In the entries below, how many lines hold the word "been"? Answer with the number only.
= = = =
PR #166, opened 2016-05-24
prevent leaks by unblocking paired go routine

drewwells:
Closing the reader, can leave the pair go routine io.Copy hanging reading from the server net.Conn. By closing the writer, the io.Copy in the other routine will error out and unblock the goroutine. From debugging, proxy communications seems to happen this way:

1. Client: Hey Server
2. Server: I ack you
3. Client: send some data
4. Server: respond with data
5. Client: send some more data
6. Server: response with data
7. Client: close()
8. Server: hang

In other words, the server copy to client can hang forever under certain scenarios eventually causing the proxy to become unresponsive. I was able to reproduce this by chaining two proxies together, maybe it needs a test to simulate this tricky behavior?

### DIFF
--- a/https.go
+++ b/https.go
@@ -263,7 +263,7 @@ func copyAndClose(ctx *ProxyCtx, w, r net.Conn) {
 		connOk = false
 		ctx.Warnf("Error copying to client: %s", err)
 	}
-	if err := r.Close(); err != nil && connOk {
+	if err := w.Close(); err != nil && connOk {
 		ctx.Warnf("Error closing: %s", err)
 	}
 }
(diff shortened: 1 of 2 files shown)


elazarl:
Is it still needed after https://github.com/elazarl/goproxy/pull/161

drewwells:
I will have to test this, since it's similar to what I encountered as a fix. I don't think these low level calls are needed. From my experience, these go routines hang on reads not writes. Specifically reading server responses, since it never sends an `EOF`. I don't fully understand the use of the low level TCP closes, their use is discouraged https://golang.org/pkg/net/#TCPConn.CloseWrite

drewwells:
been using it a few hours, works well

PR #167, opened 2016-05-30
Close Body for MitM'ed connections

alxchk:
Replaced body of responses which are processed via proxy.OnRequest().HandleConnect(goproxy.AlwaysMitm) are never closed.


elazarl:
Doesn't `chunk.Close` close the response?

alxchk:
I don't know how these things works, but it doesn't. I have code which save hash sum of data on Body Close. For MitMed HTTPS it wasn't called. So I did this and it works now (at least for me) :)

PR #168, opened 2016-05-30
Fix panic if CONNECT transport is not a net.TCPConn

gwatts:
handleHttps would panic if Dial returned something other than a
net.TCPConn which was then used for a non MITM CONNECT request.

For example the golang.org/x/crypto/ssh package returns a net.Conn
when opening a tunnel through an ssh connection.  This is backed
by a wrapped ssh.Channel which also implements CloseWrite() so using
a type assertion achieves the same result in a portable fashion.

### DIFF
--- a/https.go
+++ b/https.go
@@ -99,10 +99,8 @@ func (proxy *ProxyHttpServer) handleHttps(w http.ResponseWriter, r *http.Request
 		ctx.Logf("Accepting CONNECT to %s", host)
 		proxyClient.Write([]byte("HTTP/1.0 200 OK\r\n\r\n"))
 
-		tTargetSiteCon := targetSiteCon.(*net.TCPConn)
-		tProxyClient := proxyClient.(*net.TCPConn)
-		go copyAndClose(ctx, tTargetSiteCon, tProxyClient)
-		go copyAndClose(ctx, tProxyClient, tTargetSiteCon)
+		go copyAndClose(ctx, targetSiteCon, proxyClient)
+		go copyAndClose(ctx, proxyClient, targetSiteCon)
 	case ConnectHijack:
 		ctx.Logf("Hijacking CONNECT to %s", host)
 		proxyClient.Write([]byte("HTTP/1.0 200 OK\r\n\r\n"))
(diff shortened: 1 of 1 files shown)


gwatts:
fwiw here's my program that uses goproxy to tunnel http requests over an SSH connection without requiring openssh, putty, etc https://github.com/gwatts/sshproxy

Other than the small patch, goproxy made it very easy to write the above, so thanks for that :-)

elazarl:
Hi,

My problem with it is, that I'm not sure if the logic would work correctly if you completely close the connection.

Wouldn't a better idea would be to accept a goproxy.CloseWriter interface, and then in your code you'll wrap net.Conn with a CloseWriter implementation?

```go
interface CloseReadWriter {
   CloseWrite() error
   CloseRead() error
}

type closeWrite struct {
    Closer io.Closer
}

func (c *closeReadWriter) CloseWrite() { c.Closer.Close() }
func (c *closeReadWriter) CloseRead() { c.Closer.Close() }

sshConn := CloseReadWriter{ssh.Dial(...)}
```

What do you think?

gwatts:
I agree that Close is probably not going to do the right thing within that call

OTOH even the http.Hijacker interface only returns a net.Conn; there's no guarantee that has a CloseWrite either; perhaps it should just test for CloseWrite and use that if available, else assume that writes are unbuffered and synchronous (net/http appears to follow this practice)

Additionally the code currently spawns those two goroutines to do the copy, but doesn't block on them, so  handleHttps is going to exit while the copy is still in progress, which doesn't seem ideal.

Finally it should still ensure Close is called on both connections before the handler exits, which doesn't appear to be the case currently.

I'm happy to update the PR with a rethought implementation if you agree with the above

elazarl:
How can you implement tunneling robustly without CloseWrite?

Regarding to the fact that the copy goroutine outlive the request handler. This is by design.
What benefit do you see for keeping the handler goroutine alive? The tunneling could be literally kept for hours.

elazarl:
@gwatts any update?

elazarl:
@gwatts can you please see if de25c6ed252fdc01e23dae49d6a86742bd790b12 fixes it for you?

PR #172, opened 2016-06-13
close response bodies for reuse in http package

drewwells:
HTTP responses should be closed when done using them. It can dramatically improve the performance of HTTP requests/responses.


drewwells:
This was the best post I could find on the topic: http://engineering.rainchasers.com/golang/2015/03/03/memory-leak-missing-body-close.html

elazarl:
@drewwells thanks. Great job!

PR #181, opened 2016-08-19
Fix `go vet` warnings

jabley:
These were noticed using Go 1.7. Earlier versions may not have had all
of these issues.
- https.go:376: assignment copies lock value to config:
  crypto/tls.Config contains sync.Once contains sync.Mutex
- examples/goproxy-yui-minify/yui.go:79: io.LimitedReader composite
  literal uses unkeyed fields
- proxy_test.go:508: unreachable code
- transport/transport.go:308: unreachable code
- transport/transport.go:658: unreachable code

### DIFF
--- a/https.go
+++ b/https.go
@@ -373,7 +373,7 @@ func (proxy *ProxyHttpServer) NewConnectDialToProxy(https_proxy string) func(net
 
 func TLSConfigFromCA(ca *tls.Certificate) func(host string, ctx *ProxyCtx) (*tls.Config, error) {
 	return func(host string, ctx *ProxyCtx) (*tls.Config, error) {
-		config := *defaultTLSConfig
+		config := defaultTLSConfig
 		ctx.Logf("signing for %s", stripPort(host))
 		cert, err := signHost(*ca, []string{stripPort(host)})
 		if err != nil {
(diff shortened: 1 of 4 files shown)


https.go
```diff
@@ -373,14 +373,14 @@ func (proxy *ProxyHttpServer) NewConnectDialToProxy(https_proxy string) func(net
 
 func TLSConfigFromCA(ca *tls.Certificate) func(host string, ctx *ProxyCtx) (*tls.Config, error) {
 	return func(host string, ctx *ProxyCtx) (*tls.Config, error) {
-		config := *defaultTLSConfig
```
elazarl: Isn't that a bug? You leak the defaultTLSConfig, and users can change it by mistake.

elazarl:
Hi!
Did you see my comment?
Am I correct?

jabley:
[I think using this should address it](https://go.googlesource.com/go/+/d24f446a90ea94b8), once Go 1.8 is out.

elazarl:
Can you please update the PR to clone the tls.Config?

Thanks

jabley:
Will do, once Go 1.8 is out in January 2017.

ErikPelli:
Fixed in https://github.com/elazarl/goproxy/pull/595

PR #218, opened 2017-04-13
Update the certificate files to match the contents of certs.go.

### LINKED ISSUE #216: CA certificate files ca.pem and key.pem no longer match cert.go
I assume that the ca.pem and key.pem files in the root are supposed to be those corresponding to what is in certs.go, but they no longer match because of https://github.com/elazarl/goproxy/commit/c4fc26588b6ef8af07a191fcb6476387bdd46711. Should ca.pem and key.pem be updated to match, or perhaps removed if we are supposed to copy/paste the cert info from certs.go when obtaining the cert to install in a client?

fredcy:
This fixes #216


elazarl:
Many thanks @fredcy !

PR #238, opened 2017-08-25
support inbounce & outbounce bandwidth and #OnDone

ddo:
Collect all the inbounce & outbounce bandwidth of http and https requests
This is real bandwidth, consist of the header and body not like the ``HandleBytes`` which only return the body of none ssl requests

Add ``#OnDone`` which will be trigger when a request done (http/https too)

So an example of bandwidth of all the request which go through our proxy:
```go
func main() {
	proxy.Verbose = true

	proxy.OnDone().DoFunc(func(ctx *goproxy.ProxyCtx) {
		fmt.Println("in :", ctx.Inbounce)
		fmt.Println("out:", ctx.Outbounce)
	})

	err := http.ListenAndServe(":9000", proxy)
	if err != nil {
		panic(err)
	}
}
```

### DIFF
--- a/actions.go
+++ b/actions.go
@@ -55,3 +55,17 @@ type FuncHttpsHandler func(host string, ctx *ProxyCtx) (*ConnectAction, string)
 func (f FuncHttpsHandler) HandleConnect(host string, ctx *ProxyCtx) (*ConnectAction, string) {
 	return f(host, ctx)
 }
+
+// OnDone is called when a http request complete including https
+type DoneHandler interface {
+	Handle(ctx *ProxyCtx)
+}
+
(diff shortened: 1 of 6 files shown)


elazarl:
Hi,
I'm not sure what are you trying to count.

Isn't that better to count on socket level? I.e, replace `net.Conn` with something that counts `Read` and `Write` and delegates to `net.Conn`?

elazarl:
Hi,
Is this still relevant?

Can you have a look at my comment?

ddo:
Thanks, I measure the bandwidth by the user requests. But I think it is not in this repo scope.

PR #30, opened 2018-01-25
Feature: managed aliases

Davidmattei:
Environment local and external should only use **1** index, but we want to manage aliases with multiple indexes (indices).

On the environment page we can now view/create/edit and delete managed aliases. Managed aliases are stored in 'managed_alias' table. It's also possible to align managed aliases on their edit page.

Added indexes counter to the unreferenced aliases overview. Disabled the attach function for unreferenced aliases with multiple indexes. And also added the delete function for unreferenced aliases.

### DIFF
--- a/Entity/ManagedAlias.php
+++ b/Entity/ManagedAlias.php
@@ -1,0 +1,246 @@
+<?php
+
+namespace EMS\CoreBundle\Entity;
+
+use EMS\CoreBundle\Validator\Constraints as EMSAssert;
+use Doctrine\ORM\Mapping as ORM;
+use Doctrine\ORM\Mapping\PrePersist;
+use Symfony\Bridge\Doctrine\Validator\Constraints\UniqueEntity;
+
+/**
+ * Managed Alias
+ *
+ * @ORM\Table(name="managed_alias")
+ * @ORM\Entity(repositoryClass="EMS\CoreBundle\Repository\ManagedAliasRepository")
+ * @ORM\HasLifecycleCallbacks()
+ * 
+ * @UniqueEntity(fields={"name"}, message="Name already exists!")
+ */
+class ManagedAlias
+{
+    /**
+     * @var int
+     *
+     * @ORM\Column(name="id", type="integer")
+     * @ORM\Id
+     * @ORM\GeneratedValue(strategy="AUTO")
+     */
+    private $id;
+    
+    /**
+     * @var string
+     * 
+     * @EMSAssert\AliasName()
+     * 
+     * @ORM\Column(name="name", type="string", length=255, unique=true)
+     */
+    private $name;
+    
+    /**
+     * @var string
+     * @ORM\Column(name="alias", type="string", length=255, unique=true)
+     */
+    private $alias;
+
+    /**
+     * @var \DateTime
+     *
+     * @ORM\Column(name="created", type="datetime")
+     */
+    private $created;
+
+    /**
+     * @var \DateTime
+     *
+     * @ORM\Column(name="modified", type="datetime")
+     */
+    private $modified;
+    
+    /**
+     * @var array
+     */
+    private $indexes = [];
+    
+    /**
+     * @var int
+     */
+    private $total;
+  
+    /**
+     * @var string
+     *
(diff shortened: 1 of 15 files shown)


Resources/views/elements/post-button.html.twig
```diff
@@ -1,6 +1,6 @@
 {% trans_default_domain 'EMSCoreBundle' %}{% if message is defined %}
 <div class="btn-group">
-  <button type="button" class="btn {% if class is defined %}{% else %}btn-sm{% endif %} btn-danger dropdown-toggle" data-toggle="dropdown" aria-haspopup="true" aria-expanded="false">
+  <button type="button" class="btn {% if class is defined %}{{ class }}{% else %}btn-sm btn-danger{% endif %} dropdown-toggle" data-toggle="dropdown" aria-haspopup="true" aria-expanded="false">
```
dameert: To be verified with MDK, I think POST actions should always be btn-danger

ems-project: Agree, but it fix a bug

Repository/EnvironmentRepository.php
```diff
@@ -22,6 +22,17 @@ public function findBy(array $criteria, array $orderBy = null, $limit = null, $o
...
     }
+    
+    /**
+     * @return array
+     */
+    public function findAllAliases()
+    {
+        $qb = $this->createQueryBuilder('e', 'e.alias');
+        $qb->select('e.alias, e.name, e.managed');
+
```
ems-project: I'm confuse, does the environment entity as an alias field or an aliases field

Resources/DoctrineMigrations/Version20180129102508.php
```diff
@@ -0,0 +1,34 @@
+<?php
```
ems-project: The migration script should be generated in the local-user-bundle (for mysql, pgsql and sqlite)

Resources/views/environment/index.html.twig
```diff
@@ -75,7 +75,7 @@
 							<th>Action</th>
 						</tr>
 						{% for environment in environments %}
-							{{ 'Environmen\'s info'|debug({name: environment.name}) }}
+							{{ "Environmen's info"|debug({name: environment.name}) }}
```
ems-project: This is an interesting update. I must be from the past: https://stackoverflow.com/questions/3446216/what-is-the-difference-between-single-quoted-and-double-quoted-strings-in-php

Resources/views/environment/index.html.twig
```diff
@@ -93,7 +93,7 @@
 						                </span>		
 									</td>
 									<td>{{ environment.alias }}</td>
-									<td>{{ environment.index }}</td>
```
ems-project: see other comments

Repository/EnvironmentRepository.php
Davidmattei: Yes the environment entity has the following columns: id, name, alias, color, managed, ... The alias is the environment name prefixed with the instance_id parameter.

Entity/ManagedAlias.php
```diff
@@ -0,0 +1,246 @@
...
+    
+    /**
+     * @var array
+     */
+    private $indexes = [];
+    
+    /**
+     * @var int
+     */
+    private $total;
```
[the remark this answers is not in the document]
Davidmattei: It's the total documents for the managed alias.
$this->client->count(['index' => 'aliasName'])

Resources/views/environment/index.html.twig
Davidmattei: Fixed

Resources/views/elements/post-button.html.twig
dameert: Ok, so no longer the red look obligation for Post buttons?

Resources/DoctrineMigrations/Version20180129102508.php
Davidmattei: https://github.com/ems-project/EMSLocalUserBundle/pull/2/files

PR #41, opened 2018-03-30
Fix title attribute for object pickers

Davidmattei:
Set the correct title attribute on the select options.
Now select2 will use the html value as title on load.

### DIFF
--- a/Form/Field/ObjectChoiceListItem.php
+++ b/Form/Field/ObjectChoiceListItem.php
@@ -6,6 +6,7 @@ use EMS\CoreBundle\Entity\ContentType;
 class ObjectChoiceListItem {
 
 	private $label;
+	private $title;
 	private $value;
 	private $group;
 	private $color;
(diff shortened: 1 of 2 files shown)


Form/Field/ObjectChoiceListItem.php
```diff
@@ -26,9 +27,11 @@ public function __construct(array &$object, ContentType $contentType){
 			$this->label = '<i class="'.(null !== $contentType->getIcon()?$contentType->getIcon():'fa fa-question').'" data-ouuid="'.$this->value.'"></i>&nbsp;&nbsp;';
 			if(null !== $contentType->getLabelField() && isset($object['_source'][$contentType->getLabelField()])){
 				$this->label .= $object['_source'][$contentType->getLabelField()];
+				$this->title = $object['_source'][$contentType->getLabelField()];
```
dameert: I think this title attribute still has all the html markup (e.g <i class=".." oouid=".."></i>Realtitle)

PR #47, opened 2018-04-06
debug migrate for collection of file

IsaMic:
Adapt migration to find all field (no matter how depth) of given name field in raw of a revision


theus77:
Ok to me. just that the scope of the command has been extended. And the command should be renamed to 'ems:revisions:index-file-field'

And we also need to add an option to index only if the fields has not been indexed yet.

PR #58, opened 2018-04-24
improvement: migration command

Davidmattei:
- Don't flush inside loop document, flush before continue scrolling
- Progress should advance by scrollsize

This improve the migration time by +/- 30%


Davidmattei:
Not good!

PR #61, opened 2018-04-27
cron option for recompute

dameert:
I think we should require at least the option "--keep-align" or "--no-align". As in, you have to specify one of those when you run.

Because, when you run without --keep-align by accident, you will have all last revisions in your default environment. So a rerun with --keep-align will not repair the alignment.


dameert:
image
There seems to be an issue with the date field using the recompute. The last date is used for all revisions in the revisions tab..

Davidmattei:
Very good pull request! 

Greetings

David

PR #107, opened 2019-02-11
fix: env extra field available in CT template

Davidmattei:
example env extra info:
{"nl": "https://example-nl.test","fr": "https://example-fr.test"}

example template:
{{ environment.extra|json_decode.nl }}


Davidmattei:
Work around use get_environment filter: 
{{ environment.name|**get_environment**.extra|json_decode.nl }}

PR #117, opened 2019-03-17
Stan lvl 0 config and 84 error fixes

dameert:
Too many errors, first effort:
From 446 to 381 errors @ level 0.


dameert:
Notable changes that really need a review are commited with the prefix "review:"

Controller/ContentManagement/EnvironmentController.php
```diff
@@ -502,12 +502,12 @@ public function addAction(Request $request)
 
     /**
      * Edit environement (name and color). It's not allowed to update the elasticsearch alias.
-     * @param unknown $id
+     * @param integer $id
```
Davidmattei: int

dameert: I agree, but the whole project contains "integer" issues. This will be taken care off when passing to "php 7.2 strict typing" (I have 360 other issues for now on level 0)

PR #123, opened 2019-03-19
phpstan swap service container for specific data service

dameert:


theus77:
Have you tried this refactoring? If I added this it was because I faced some circle references. I'll try on my own tonight

dameert:
I did not try it. But circle references seem strange in this case. If you have an error, post it here and I will look into it.

dameert:
I tried and php bin/console c:cl passes without errors.

theus77:
I tried, it works now. Good news.

PR #125, opened 2019-03-19
phpstan fix notification class issues

dameert:


Service/NotificationService.php
```diff
@@ -154,15 +157,9 @@ public function setStatus(Notification $notification, $status, $level = 'notice'
     
     /**
      * Call addNotification when click on a request
-     *
-     * @param unknown $template
-     * @param unknown $revision
      */
-    public function addNotification($templateId, $revision, $environment)
+    public function addNotification(string $templateId, Revision $revision, Environment $environment)
```
dameert: code calling this function is compatible with strong typing (string, Revision & Environment)

theus77: I think that a template id id an integer, not a string. Or it's a string but converted to a integer somewhere

Twig/AppExtension.php
```diff
@@ -1060,6 +1060,11 @@ public function searchesList($username)
         return $searches;
     }
 
+    /**
+     * PHPStan complains about this, we should really consider using the {% dump %} functionality and Symfony StackTrace.
+     * And dump got added in twig 1.5:
+     * https://twig.symfony.com/doc/1.x/functions/dump.html
+     */
     public function dump($object)
```
theus77: Agree, it can be flagged as deprecated

Service/NotificationService.php
dameert: @theus77 
Looks like there is a problem on line 170:
$template = $repository->findOneById($templateId);

The function findOneById does not exist in the repositories.

dameert: Nvm i found the magic in __call of EntityRepository (doctrine)

Twig/AppExtension.php
dameert: I will do this in another pull request

PR #128, opened 2019-03-20
phpstan fix reverseViewTransform method

dameert:


Form/DataField/DataFieldType.php
```diff
@@ -74,7 +74,7 @@ public function postFinalizeTreatment($type, $id, DataField $dataField, $previou
      *
      * http://symfony.com/doc/current/form/data_transformers.html#about-model-and-view-transformers
      *
-     * @param unknown $data
+     * @param array|string $data
      * @param FieldType $fieldType
```
theus77: It can be what ever we want: int, double, string, .... a json object?

dameert: Ok I see it now, based on the viewTranform method:
array|null|string|integer|float

PR #138, opened 2019-03-25
Crypto js

theus77:


Resources/views/base.html.twig
```diff
@@ -13,7 +13,9 @@ scratch. This page gets rid of all links and provides the needed markup only.
     <meta content="width=device-width, initial-scale=1, maximum-scale=1, user-scalable=no" name="viewport">
 
     <!-- stylesheets -->
-    {%- if theme_color %}
+    <link rel="stylesheet" href="{{ asset('bundles/emscore/css/app.bundle.css') }}">
+    {%- if theme_color in  ['blue2'] %}
+        {% dump('bundles/emscore/css/'~theme_color~'.bundle.css') %}
```
dameert: Reviewing per commit, you should rebase and force push on your local branch if newer commit is solving this trailing dump. That way the error is not visible during review.

dameert:
Which are the priorities to migrate from bower to webpack?
Ckeditor would be nice to further enhance the style definitions

PR #140, opened 2019-03-29
Bye bower

theus77:


Resources/assets/js/core.js
```diff
@@ -1,14 +1,17 @@
 import FileUploader from "../FileUploader/FileUploader";
 
 const $ = require('jquery');
-const jQuery = require('jquery');
+
+
+// const jQuery = require('jquery');
```
dameert: remove it if we don't need it. Git history always has the trace

PR #513, opened 2020-09-06
feat(logs): enhance unsupported type logs

uittorio:
Enhance unsupported type logs by adding source file where the mock is created and source file where the type is failing

What did I change?
 - Every-time the compiler runs the tsAutoMock.log file will be cleared. winstonFileLogger is not a singleton and it needs this options to make sure it will reset the file the first time it is created.
```
options: { flags: 'w' },
```
- I've added a couple of tests to make sure we are logging the right informations.
- the new test logs sections has the cache disabled. I've decided to disabled it to make it easier to check the warnings. With the cache enabled I would have to duplicate the conditional type between createMock and createMockList. This is quite important. We don't log another warning if it was part of an existing mock. :)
= = = =
### TASK ANSWER
3